Splitting train to create new dataframes, in order to be able to do local tests.

In [14]:
# Creating local train and test
local_X_train, local_X_test, local_y_train, local_y_test = \
    train_test_split(X_train, y_train, test_size=0.2, random_state=42)

## Training Part

#### On the local dataframes

Let's try random forest !

In [15]:
# 0.5686046511627907 on local tests
# rf = RandomForestClassifier(n_estimators=1000, max_depth=10, max_features=10, criterion='entropy', random_state=42)
rf = RandomForestClassifier(random_state=42)
parameters = {
    'n_estimators' : [100, 500, 1000],
    'max_depth' : [5, 10, 100],
    'max_features' : ['auto', 5, 10],
    'criterion' : ['gini', 'entropy']
}

Thanks to the gridsearch, we'll find the best combination possible amongst those parameters.

In [16]:
clf = GridSearchCV(rf, parameters, cv=5, verbose=10, n_jobs=8)
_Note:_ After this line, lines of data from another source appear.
PR #1684, opened 2024-10-17
chore(proto): reserved only for what would be breaking change

joroshiba:
## Summary
We have been using reserved to highlight gaps, but reserved should ideally only be utilized for reserving previously used identifiers. 

## Changes
- removes reserved numbers that using were not actual breaking change
- updates workflow to allow override and to always run all breaking checks even if previous fails

## Breaking Changes
This has no real breaking changes, hence allowing override. The removal of the reserved makes it so that we don't have to do this in the future when adding new fields.

### DIFF
--- a/.github/workflows/lint.yml
+++ b/.github/workflows/lint.yml
@@ -14,7 +14,6 @@ jobs:
     runs-on: ubuntu-latest
     needs: run_checker
     if: needs.run_checker.outputs.run_lint_proto == 'true'
-    continue-on-error: true
     steps:
       - uses: actions/checkout@v4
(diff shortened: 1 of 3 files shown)


ethanoroshiba (approved):
LGTM. Looks like the way the lint workflow is setup, the individual check may still fail but allow the overall status checks to pass, which I hope should be a good flag for anyone reviewing breaking proto changes in the future. Still, I think we may want to flag this to the broader engineering group as a "this label should probably almost never be used" thing.

noot (approved):

WafflesVonMaple (approved):

PR #1690, opened 2024-10-18
chore(core, sequencer): add names to all snapshot tests

### LINKED ISSUE #1656: add snapshot names to all snapshot asserts
As noted [here](https://github.com/astriaorg/astria/pull/1647#discussion_r1799439267), many snapshots throughout the codebase do not have an associated name, and are hence based on line number. If assertions are moved around, then the snapshots will break, which should not happen. We should add names to all snapshot tests.

┆Issue Number: ENG-916

ethanoroshiba:
## Summary
Added names to all snapshot tests which did not have them.

## Background
If a certain test had multiple snapshot assertions, they would be named based on their ordering. Hence any reordering, removal, or addition of the snapshots would break the test, which should not be the case. This change aims to fix this problem as well as establish a best practice of naming snapshots moving forward.

## Changes
- Added names to all snapshot tests and regenerated all snapshots not within Conductor (due to code freeze)

## Testing
Passing all tests.

## Related Issues
closes #1656


noot (approved):

crates/astria-core/src/primitive/v1/snapshots/astria_core__primitive__v1__tests__compat_address.snap
```diff
@@ -1,5 +1,5 @@
 ---
 source: crates/astria-core/src/primitive/v1/mod.rs
-expression: "&bech32_address"
+expression: "&compat_address"
```
SuperFluffy, line 3: And for this, add a bit `compat_bech32_non_m_address`

crates/astria-core/src/primitive/v1/mod.rs
```diff
@@ -845,15 +845,15 @@ mod tests {
             .prefix(ASTRIA_ADDRESS_PREFIX)
             .try_build()
             .unwrap();
-        insta::assert_json_snapshot!(&main_address.to_raw());
+        insta::assert_json_snapshot!("main_address", &main_address.to_raw());
```
SuperFluffy, line 848: Let's never name this `main_bech32m_address`

SuperFluffy (approved):
The changes make for much cleaner files

crates/astria-core/src/primitive/v1/mod.rs
ethanoroshiba: I'm assuming you meant to name it `main_bech32m_address`?

joroshiba (approved):

PR #1691, opened 2024-10-18

noot:
## Summary
patch penumbra temporarily so that height is passed from hermes's requests to the ibc grpc server.

## Background
there was an IBC proof validation failure error on dusk-10. the computed app hash was one height *after* the expected app hash, which could be caused by the grpc queries always using the latest state snapshot, instead of at the height intended by hermes. however the grpc requests don't contain the height so the hack is to put the height in the grpc request metadata, which is then used by the grpc query server to use the correct snapshot.

this should probably be upstreamed into penumbra as this is actually the recommended solution by the ibc-go team (https://github.com/cosmos/ibc-go/pull/7303)

## Changes
- patch penumbra dep to https://github.com/astriaorg/penumbra/pull/2 temporarily

## Testing
ibc smoke test


SuperFluffy:
Please create the fork under the astriaorg organization and point this patch to https://github.com/astriaorg/penumbra

noot:
@SuperFluffy done

Fraser999 (approved):

noot:
closing in favour of #1856

PR #1693, opened 2024-10-18
feat(bridge-withdrawer): metric to track total settled funds

joroshiba:
## Summary
Add a metric to track the total funds moving through the bridge withdrawer.

## Background
It may be useful to keep track of the total funds moving through for alerting purposes, building a purpose built tool for this would be annoying and we can easily track with a metric here.

## Metrics
- `sequencer_block_settled_value`

### DIFF
--- a/crates/astria-bridge-withdrawer/src/metrics.rs
+++ b/crates/astria-bridge-withdrawer/src/metrics.rs
@@ -18,6 +18,7 @@ pub struct Metrics {
     nonce_fetch_latency: Histogram,
     sequencer_submission_failure_count: Counter,
     sequencer_submission_latency: Histogram,
+    sequencer_block_settled_value: Gauge,
 }
 
 impl Metrics {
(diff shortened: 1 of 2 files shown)


crates/astria-bridge-withdrawer/src/metrics.rs
```diff
@@ -44,6 +45,21 @@ impl Metrics {
...
+
+    #[expect(
+        clippy::cast_precision_loss,
+        reason = "metric with potential loss of precision, noted with a log warning when it occurs"
+    )]
+    pub(crate) fn set_sequencer_block_settled_value(&self, value: u128) {
+        let max_u32: u128 = u32::MAX.into();
+        if value > max_u32 {
+            tracing::warn!(
+                "sequencer_block_settled_value is being set with a value that exceeds u32::MAX, \
```
SuperFluffy, line 57: Just add the value that you are casting here. Might be interesting to look at.

Also use the const name instead of writing it out in the message (`SEQUENCER_BLOCK_...`) in case we rename it. Can be an event field or just a part `{}` in the format args.

crates/astria-bridge-withdrawer/src/metrics.rs
```diff
@@ -121,6 +146,7 @@ mod tests {
         NONCE_FETCH_LATENCY,
         SEQUENCER_SUBMISSION_FAILURE_COUNT,
         SEQUENCER_SUBMISSION_LATENCY,
+        SEQUNCER_BLOCK_SETTLED_VALUE,
```
SuperFluffy, line 149: Typo: `SEQUENCER_BLOCK_SETTLED_VALUE`

SuperFluffy (approved):
Looks mostly fine but please address comments prior to merging

Fraser999 (approved):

This command will take some time ...

In [17]:
clf.fit(local_X_train, local_y_train)

Fitting 5 folds for each of 54 candidates, totalling 270 fits


[Parallel(n_jobs=8)]: Using backend LokyBackend with 8 concurrent workers.
[Parallel(n_jobs=8)]: Done   2 tasks      | elapsed:    2.5s
[Parallel(n_jobs=8)]: Done   9 tasks      | elapsed:    5.6s
[Parallel(n_jobs=8)]: Done  16 tasks      | elapsed:    8.1s
[Parallel(n_jobs=8)]: Done  25 tasks      | elapsed:   11.2s
[Parallel(n_jobs=8)]: Done  34 tasks      | elapsed:   14.5s
[Parallel(n_jobs=8)]: Done  45 tasks      | elapsed:   19.4s
[Parallel(n_jobs=8)]: Done  56 tasks      | elapsed:   25.7s
[Parallel(n_jobs=8)]: Done  69 tasks      | elapsed:   34.5s
[Parallel(n_jobs=8)]: Done  82 tasks      | elapsed:   42.9s
[Parallel(n_jobs=8)]: Done  97 tasks      | elapsed:   54.6s
[Parallel(n_jobs=8)]: Done 112 tasks      | elapsed:  1.1min
[Parallel(n_jobs=8)]: Done 129 tasks      | elapsed:  1.3min
[Parallel(n_jobs=8)]: Done 146 tasks      | elapsed:  1.6min
[Parallel(n_jobs=8)]: Done 165 tasks      | elapsed:  1.7min
[Parallel(n_jobs=8)]: Done 184 tasks      | elapsed:  2.1min
[Parallel(

GridSearchCV(cv=5, error_score='raise-deprecating',
       estimator=RandomForestClassifier(bootstrap=True, class_weight=None, criterion='gini',
            max_depth=None, max_features='auto', max_leaf_nodes=None,
            min_impurity_decrease=0.0, min_impurity_split=None,
            min_samples_leaf=1, min_samples_split=2,
            min_weight_fraction_leaf=0.0, n_estimators='warn', n_jobs=None,
            oob_score=False, random_state=42, verbose=0, warm_start=False),
       fit_params=None, iid='warn', n_jobs=8,
       param_grid={'n_estimators': [100, 500, 1000], 'max_depth': [5, 10, 100], 'max_features': ['auto', 5, 10], 'criterion': ['gini', 'entropy']},
       pre_dispatch='2*n_jobs', refit=True, return_train_score='warn',
       scoring=None, verbose=10)

In [18]:
clf.best_score_

0.5914510031986042

Well, around 0.6

In [19]:
clf.best_params_

{'criterion': 'gini',
 'max_depth': 100,
 'max_features': 10,
 'n_estimators': 1000}

In [20]:
clf.best_estimator_

RandomForestClassifier(bootstrap=True, class_weight=None, criterion='gini',
            max_depth=100, max_features=10, max_leaf_nodes=None,
            min_impurity_decrease=0.0, min_impurity_split=None,
            min_samples_leaf=1, min_samples_split=2,
            min_weight_fraction_leaf=0.0, n_estimators=1000, n_jobs=None,
            oob_score=False, random_state=42, verbose=0, warm_start=False)

Let's fit it !

In [21]:
clf.best_estimator_.fit(local_X_train, local_y_train)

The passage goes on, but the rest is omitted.